13. Though the learned single Judge has not specifically discussed the question of adverse possession, yet he concurred with all the findings reached by the trial Court. After careful analysis of the evidence, both oral and documentary, we do not find any irrationality in the finding justifying its reversion. We agree with the finding reached by the trial Court that the respondent had been in continuous possession of the suit land from the date of purchase and hence to have perfected title against the true owners by adverse possession.
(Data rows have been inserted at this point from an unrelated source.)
Issue #3077, opened 2026-06-10
Design: coordination state is served, not replicated — retire git/prompt choreography for agent state exchange


jwbron:
## The pattern

Laid end to end, a long lineage of incidents is one bug recurring: **pipeline coordination state has one logical home but N physical replicas (orchestrator worktree, gateway worktree, per-agent worktrees, origin, per-role/slice branches), and the replicas are synchronized by ad-hoc git choreography and prompt prose.**

| Incident | Replica failure |
|---|---|
| #3068 / #3073 | Seeded drafts on the work branch, agent worktrees forked from base — state never reached agents |
| #3072 | Narrow-refspec mirrors: fetch "succeeds," tracking refs stay stale — worktrees created behind the real tip |
| #3076 | `read_peer_artifact` reads `.egg-state/brc-history/` in the agent worktree; the file is only written at phase **end**, into the **orchestrator's** worktree — structurally empty mid-phase |
| #3033 | Spawn prompt (the channel carrying task text) discarded by the event pump (`del prompt_text`, consensus_wrapper.py:748) |
| #3016 | Canonical artifact paths live in prompt prose agents never reliably see — write-path drift (refiner; repeated by the architect's `architect-plan.md` in #3076) |
| #2629 | `populate_contract` wrote the orchestrator worktree but didn't push — fresh spawns couldn't see it |
| #2626 / #2625 | Plan-sync deleted drafts from the integration branch |
| #2972 / #2488 | Post-phase `_sync_worktree_with_remote` hard-reset discarded committed HITL decisions |
| #3005 | Gateway emptyDir wiped sessions → startup cleanup deleted live worktrees |
| #2548 / #2755 | brc-history slice partitions vs work branch: add/add merge conflicts |
| #3117 | Contract task-record mutations written only to the live worktree copy; the work-branch replica is frozen at init time — every task row reads `pending` forever (contributed to the #3114 misdiagnosis) |

[...]

Issue #2640, opened 2026-05-12
Integration test coverage: message store & event bus (Redis)


jwbron:
Expand k3s integration test coverage for the inter-agent message store and event bus on Redis. Recently changed in #2621 / #2624 (`context_pr.skipped`/`context_pr.failed` event routing); changes were unit-tested but the end-to-end routing isn't exercised on k3s.

## Starting points

1. **`context_pr.{skipped,failed}` routing** — drive a pipeline through the conditions that fire these events; assert they land in both message store and event bus.
2. **Wait-status semantics for the new event types** — block a consumer on `wait-status` for `context_pr.*`; assert correct unblock.
3. **Event ordering under concurrent producers** — multiple agents producing events; assert message store ordering matches event-bus ordering for a single agent's stream.

## Gap audit

Identify additional event-bus invariants — TTL/expiry, replay-on-resume, event-bus reconnection during agent restart, malformed-payload rejection. Add to the test list before implementing.

## Constraint

Integration tests run in CI, not inside the SDLC pipeline — the agent sandbox can't bring up k3s. Plans must treat "verified by green required-check" as the validation path. See #2474 for the full constraint write-up.

Split from #2474.

Issue #3002, opened 2026-06-04
Deploy egg on GKE (minimal first deploy): Terraform-provisioned cluster + GKE overlay + registry pull path


jwbron:
## Summary

Stand up a **minimal first deployment of egg on GKE**: provision a new GKE
cluster with Terraform (the GCP project already exists), get the egg control
plane (orchestrator + gateway + litellm) running on it, and prove the path by
driving **one real pipeline (`submit_task` → … → PR) end-to-end** on the
cluster with network isolation intact.

This is deliberately scoped as the *smallest* path to "egg runs in GKE." HA,
autoscaling, Secret Manager / Workload Identity hardening, ingress/TLS, managed
Redis, and an observability stack are explicit non-goals here and become
follow-ups (see below).

## Context: this builds on an existing k8s foundation

The Docker→Kubernetes migration ([#1553]) already landed a **runtime-agnostic
base**, so this is *not* a from-scratch k8s effort — it's a cloud overlay + a
registry pull path + cluster provisioning on top of what exists:

- **Kustomize `base/`** (`k8s/base/`) is environment-agnostic: namespaces
  (`egg-system`, `egg-agents`), orchestrator/gateway/litellm Deployments +
  Services, `network-policies.yaml`, and least-privilege `rbac.yaml`.
- **`k8s/overlays/local/`** holds all the k3s/single-node-specific patches
  (hostPath, hostPort) — the overlay seam GKE plugs into.
- The orchestrator already abstracts the runtime (`kubernetes_client.py`,
  `kubernetes_spawner.py`, `kubernetes_monitor.py`) and detects it at runtime
  (`EGG_RUNTIME`, `_detect_k3s`/`_detect_cni` in `orchestrator/routes/deployment.py`).
- **GKE was always the intended follow-up.** The migration doc scoped target env
  to "local k3s only" (design decision #7) and lists the GKE surface under
  "Future Work" (`docs/architecture/kubernetes-migration.md`).

GKE is also a *natural* fit for the existing NetworkPolicies: GKE **Dataplane V2
is Cilium-based**, and the policies were authored against Cilium, so they should
largely port rather than be rewritten.

## What's local-only today (the actual work surface)

The base is portable; the local overlay and the build/deploy path are not. The
known k3s/single-node assumptions a GKE deploy has to replace:

1. **Image distribution.** Local dev uses `docker save` → `k3s ctr images import`
[...]

PR #3153, opened 2026-06-12
Deploy Redis in k3s and pin the orchestrator to the Redis message store (#2662)

### LINKED ISSUE #2662: k3s does not deploy Redis — RedisMessageStore has no end-to-end CI coverage
## Problem

`orchestrator/message_store.py` auto-selects the Redis Streams backend (`RedisMessageStore`) when Redis is reachable, falling back to an in-memory `MessageStore` otherwise:

```python
use_redis = os.environ.get("EGG_MESSAGE_STORE_BACKEND", "auto")  # default: auto
redis_host = os.environ.get("REDIS_HOST", "localhost")
# ... tries to ping Redis; falls back to MessageStore() on failure
```

The k3s manifests under `k8s/base/` do not deploy Redis (`grep -rn redis k8s/` returns no Deployment / StatefulSet / Service / image), and `k8s/base/orchestrator-deployment.yaml` does not pass `REDIS_HOST` or `EGG_MESSAGE_STORE_BACKEND` to the orchestrator container. Result: the production k3s deployment always runs the in-memory `MessageStore`, never `RedisMessageStore`.

## Impact

- The `RedisMessageStore` codepath (XADD / XREAD BLOCK / XRANGE / xinfo counter, since_id cache + paginated-scan fallback, transient `RedisError` handling) has **zero live end-to-end coverage** in CI today. Coverage is unit-tier only, via `fakeredis` (`orchestrator/tests/test_redis_message_store.py`, plus the new integration tests in #2640 / PR #2661 which also use `fakeredis`).
- Messages are not persisted across orchestrator restarts (`MessageStore` is in-process). Any documentation that implies Redis-backed durability does not match the deployed behavior.
- `clear()` semantics on the in-memory backend are condition-variable based; the Redis backend uses `DEL` on the stream. A regression in either path could go unnoticed in the deployed environment until a swap occurs.

## Options

1. **Deploy Redis in k3s and switch the orchestrator to `EGG_MESSAGE_STORE_BACKEND=redis`** (or `auto` once Redis is reachable). Adds a StatefulSet + Service to `k8s/base/` plus the env wiring on `orchestrator-deployment.yaml`. The `make test-integration` workflow already deploys via `make deploy`, so adding the Redis manifests gets coverage for free.
2. **Document the in-memory backend as the supported production choice** and drop `RedisMessageStore` / its tests / `fakeredis` from dev deps. Loses the cross-restart durability story.

Option 1 is the lower-risk path if the durability story matters (#1897 implies it does). Option 2 if it doesn't.

## Out of scope for this issue

Test coverage for the routing on top of the message store is already addressed in #2640 / PR #2661 — what's missing is the *backend choice* in production.

jwbron:
Fixes #2662.

## Problem

The k3s manifests deployed no Redis and passed no `REDIS_HOST` / `EGG_MESSAGE_STORE_BACKEND` to the orchestrator, so `auto` backend selection always fell back to the in-memory `MessageStore`:

- `RedisMessageStore` had **zero live end-to-end coverage** (unit tier only, via fakeredis).
- Messages did not survive orchestrator restarts — the #3076 mid-phase-restart loss risk, and the replay source for consensus-tracker reconstruction.
- Since #3077 slice-6 (#3144), every deployed boot logged the `MESSAGE_STORE_AUTO_FALLBACK_TO_MEMORY` marker and `/api/v1/health` reported a permanently degraded `message_store` component.

The gap had a **third layer** the issue didn't name: the `redis` client package was not installed in the orchestrator image at all (absent from `orchestrator/requirements.txt` and pyproject runtime deps — only `fakeredis` existed, in dev deps). Deploying Redis + env alone would have changed nothing: the `import redis` inside `_create_message_store()` fails before the backend is ever probed.

## Changes

**egg-redis image** (`config/redis/Dockerfile`): stock Redis pinned at `8.6.4-alpine`, built and published through the local loopback-registry supply chain like every other egg image — no public image references in the manifests. Wired into `EGG_ALL_IMAGES`, `make build`, the deploy tag rewrite, the local overlay `images` list, and `await-egg-deploy.sh`.

**Manifests** (`k8s/base/redis-deployment.yaml`, `redis-service.yaml`): single replica, `Recreate` (never deadlocks on the RWO volume), 1Gi PVC with `appendonly yes` so messages also survive Redis pod restarts, `maxmemory 256mb` + `noeviction` so memory pressure fails writes loudly instead of silently dropping stream entries, hardened securityContext matching the existing deployments, `redis-cli ping` probes. Agent pods cannot reach it — `egg-agents` is default-deny egress with no Redis allow rule.

**Orchestrator wiring**: `EGG_MESSAGE_STORE_BACKEND=redis` — explicit, not `auto`. The silent fallback is exactly what the slice-6 degraded flag exists to catch; in explicit mode a Redis outage raises, and since the store singleton is created lazily and a failed creation leaves it unset, the orchestrator naturally retries until Redis is reachable (no startup-ordering dependency). Plus `REDIS_HOST`/`REDIS_PORT`, and `redis>=5.0,<7.0` in `orchestrator/requirements.txt` + pyproject runtime deps.

**End-to-end coverage** (`integration_tests/test_message_store_backend.py`), running against the cluster `make test-integration` deploys:
1. the deployed Deployment pins `EGG_MESSAGE_STORE_BACKEND=redis` (makes the health check non-vacuous — explicit mode cannot silently fall back);
2. `/api/v1/health` carries no fallback marker;
3. a live XADD/XRANGE/DEL round-trip from inside the orchestrator pod through the production selection path in `_create_message_store()` — exercising the env wiring, the in-image client, Service DNS, and the live Redis, and asserting the selected backend class is `RedisMessageStore`.

**Docs**: `concurrent-execution.md`'s claim that production stores messages in Redis Streams is now true; `coordination-state.md`'s wipe-semantics section notes the accidental-loss row can no longer occur in-cluster.

## Out of scope

Message-routing test coverage on top of the store (#2640 / #2661). Selection-precedence semantics are unchanged (frozen by #3077 HITL Q3) — this PR only changes deployment config, deps, tests, and docs.

## Validation

- `make lint` clean; `kubectl kustomize k8s/overlays/local/` renders with the image substitution and env in place.
- `orchestrator/tests/test_redis_message_store.py` + `test_message_store.py`: 123 passed.
- New integration tests collect cleanly; they exercise the live cluster on the next `make redeploy` / `make test-integration`.

### DIFF
--- a/.github/workflows/test-integration.yml
+++ b/.github/workflows/test-integration.yml
@@ -143,10 +143,12 @@ jobs:
               && docker save egg-orchestrator:latest | sudo k3s ctr images import - \
               && docker save egg-sandbox:latest | sudo k3s ctr images import - \
               && docker save egg-litellm:latest | sudo k3s ctr images import - \
+              && docker save egg-redis:latest | sudo k3s ctr images import - \
               && docker save egg-gateway:"$EGG_IMAGE_TAG" | sudo k3s ctr images import - \
               && docker save egg-orchestrator:"$EGG_IMAGE_TAG" | sudo k3s ctr images import - \
               && docker save egg-sandbox:"$EGG_IMAGE_TAG" | sudo k3s ctr images import - \
-              && docker save egg-litellm:"$EGG_IMAGE_TAG" | sudo k3s ctr images import -; then
+              && docker save egg-litellm:"$EGG_IMAGE_TAG" | sudo k3s ctr images import - \
+              && docker save egg-redis:"$EGG_IMAGE_TAG" | sudo k3s ctr images import -; then
               echo "::endgroup::"
               echo "Image import succeeded on attempt ${attempt}"
               exit 0
@@ -175,7 +177,7 @@ jobs:
         run: |
           set -x
           docker images --format '{{.Repository}}:{{.Tag}}' \
-            | grep -E '^egg-(gateway|orchestrator|sandbox|litellm):' \
+            | grep -E '^egg-(gateway|orchestrator|sandbox|litellm|redis):' \
             | xargs -r docker rmi -f || true
           docker builder prune -af || true
           docker image prune -af || true
--- a/Makefile
+++ b/Makefile
@@ -49,7 +49,7 @@ EGG_IMAGE_PREFIX := $(if $(EGG_IMAGE_REGISTRY),$(EGG_IMAGE_REGISTRY)/,)
 # registry entirely, remove it from EGG_REGISTRY_IMAGES; excluded images
 # publish through the save+import path instead (slower, but entirely
 # store-to-store on this host, no registry involved).
-EGG_ALL_IMAGES := egg-gateway egg-orchestrator egg-sandbox egg-litellm
+EGG_ALL_IMAGES := egg-gateway egg-orchestrator egg-sandbox egg-litellm egg-redis
 EGG_REGISTRY_IMAGES ?= $(EGG_ALL_IMAGES)
 # Images the registry path does NOT cover (imported via k3s-import instead).
 EGG_IMPORT_IMAGES := $(filter-out $(EGG_REGISTRY_IMAGES),$(EGG_ALL_IMAGES))
@@ -518,7 +518,7 @@ build: sync-venv-if-uv
 	@$(PYTHON) scripts/prepare-sandbox-build-context.py repo-deps
 	@echo "==> Building images with tag $(EGG_IMAGE_TAG) ($(BUILD_JOBS) parallel jobs)..."
 	@$(MAKE) --no-print-directory -j$(BUILD_JOBS) $(BUILD_OUTPUT_SYNC) \
-		build-gateway build-orchestrator build-sandbox build-litellm
+		build-gateway build-orchestrator build-sandbox build-litellm build-redis
 
 # Per-image sub-targets so `build` can run them under -j. They assume the
 # repo-deps/ build context has been prepared (the `build` target does that
@@ -543,6 +543,9 @@ build-sandbox:
 
 build-litellm:
 	DOCKER_BUILDKIT=1 docker build $(call image_tags,egg-litellm) -f config/litellm/Dockerfile config/litellm
+
+build-redis:
+	DOCKER_BUILDKIT=1 docker build $(call image_tags,egg-redis) -f config/redis/Dockerfile config/redis
 
 # ============================================================================
 # Kubernetes (k3s) targets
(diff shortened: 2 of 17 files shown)


jwbron:
**Live-canary finding, fixed in 2b2dc9f40.** Deployed this branch to the local cluster and submitted a throwaway pipeline as the first real traffic through the Redis backend. Writes and non-blocking reads worked immediately (stream keys created, heartbeats flowing), but every agent long-poll errored at exactly 5s:

```
ERROR orchestrator.redis_message_store: Failed to read from Redis Stream pipeline_id=pipeline-e73d8284 error="Timeout reading from socket"
```

Root cause: the connection pool sets `socket_timeout=5`, and redis-py enforces that on the blocked read itself — so a single `XREAD BLOCK 25000` (the standard agent wait) dies at the 5s mark and the route 500s. Agents still made progress because the wait CLI retries, but event-driven waiting was degraded to error-spam polling. This is precisely the class of bug the issue predicted (`fakeredis` has no sockets, so unit tier structurally cannot catch it) and the reason for deploying real Redis in CI.

Fix: blocking reads are sliced into `XREAD BLOCK` chunks of at most `_MAX_BLOCK_MS` (4s, under the socket timeout) looped against the caller's wait deadline — data still returns immediately, idle slices cost one extra round-trip each. A `TimeoutError` that still fires on a blocking slice degrades to an idle slice; non-blocking reads keep raising. Five new unit tests pin the cap (including its `< socket_timeout` relationship), both blocking branches, and the degradation scoping.

Re-running the canary (including a mid-phase orchestrator restart to exercise the #3076 durability story) after redeploying with this fix.

jwbron:
**Round-2 canary + restart drill: PASS** (cluster redeployed with 2b2dc9f40 + 887b3ef25).

- **Long-poll fix verified**: 12+ minutes of wrapper `wait-loop` long-polls (`WAITING_FOR_EVENT` heartbeat cycles), **0** `Failed to read from Redis Stream` errors. Round 1 produced 8 errors in the first 2 minutes at the same stage.
- **#3076 durability drill**: restarted the orchestrator mid-refine with 20 messages of live transcript. The stream not only survived but grew to 30 during the orchestrator's downtime — agents kept writing to Redis while the coordinator was gone. Startup reconciliation recognized the pipeline (`pipeline has live pods, leaving RUNNING`), and agent wrappers resumed against the new pod within ~9s of boot (`consensus/next-action` and heartbeats all 200). No fallback marker, no read errors on the new pod.
- Canary cancelled with cleanup after the drill; no artifacts left behind.

On the old in-memory backend this restart would have dropped the entire transcript and de-synced the consensus tracker. End-to-end validation of both halves of the issue (live Redis coverage + restart durability) is done.

jwbron:
**Full live-validation record for this branch** (consolidating the thread):

1. **Deploy verification** — `make redeploy` builds/publishes `egg-redis` through the loopback registry alongside the other images; redis pod Running with `redis-data` PVC Bound (1Gi local-path); `await-egg-deploy.sh` gates on the redis Deployment; `/api/v1/health` reports `message_store: {status: ok}`. All 3 new integration tests pass against the live cluster, including the in-pod XADD/XRANGE/DEL round-trip through the production selection path (`BACKEND RedisMessageStore`).
2. **Round-1 canary** — caught the `XREAD BLOCK` vs `socket_timeout=5` bug within 2 minutes of real traffic (see above); fixed in `2b2dc9f40` with 5 unit tests pinning the slice-cap contract.
3. **Round-2 canary + restart drill** — 0 read errors over 12+ min of wrapper long-polls; mid-phase orchestrator restart survived with the transcript growing 20→30 in Redis *during* the downtime; wrappers resumed in ~9s (see above).

Follow-ups spawned by this validation, both out of scope here:
- #3154 — image-sourcing policy (local wrapper vs digest-pinned public references), revisit on the second third-party image or GKE (#3002).
- #3157 — codify the event-pump waiting contract (agents never block on the bus; the wrapper owns the wait) and retire the stale STAY ALIVE canon — the docs confusion surfaced while attributing the round-1 long-poll errors.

14. While we reach such conclusion we have however also to advert to the submission urged on behalf of the appellants of the sales to have been invalid because the transfer of the land had not been made with the sanction of the competent authority as laid down under Section 47 of the Act. It has to be said at the outset that this submission having been given up before the learned single Judge, it cannot be raised at this stage. It is however argued before us that since it is a question of law, the question can be raised also at this stage and that the concession was not legally sound. Section 47 of the Act, which has since been deleted on 18-3-1969, barred any permanent alienation or any other transfer of land unless it was made with the previous sanction of the Tahsildar. Admittedly, no such permission had been taken when Exs. B-1 and B-2 were executed though Section 47 of the Act was then in force. The sales hence were apparently invalid. Section 50-B which was brought in by the same amendment provided for validation of the invalid sales on application to be made within the prescribed period to the Tahsildar for a certificate declaring the alienation or transfer to be valid. No such application had been made by the respondent for validation. We have hence to hold that the sales were invalid. Same conclusion was reached by a learned single Judge of this Court in respect of a similar sale in M. Seeta Devi v. M.R.O., 1990 (1) APLJ 219
15. An argument has been advanced by the learned Counsel for the respondent that where the intending purchaser has been put in possession in pursuance of a written contract of sale in terms of Section 53-A of the Transfer of Property Act at a time when Section 47 of the Act was in force, the validity or invalidity of the transaction is no more relevant after deletion of Section 47 of the Act. We do not propose to go into the question as it does not arise in the present case and since it is not the case that the respondent was put in possession of the land in pursuance of an executory contract and the sale deed to be executed later on. But, Exs. B-1 and B-2 were out and out sales with divestiture of rights, title and interest of the vendors putting the respondent in possession. Such sales without obtaining the permission of the Tahsildar were invalid.
16. Even though we reach such conclusion, yet as it has been held earlier that the respondent had perfected title by adverse possession, the effect of the litigation remains the same. We hold this appeal to have no merit which is dismissed with costs.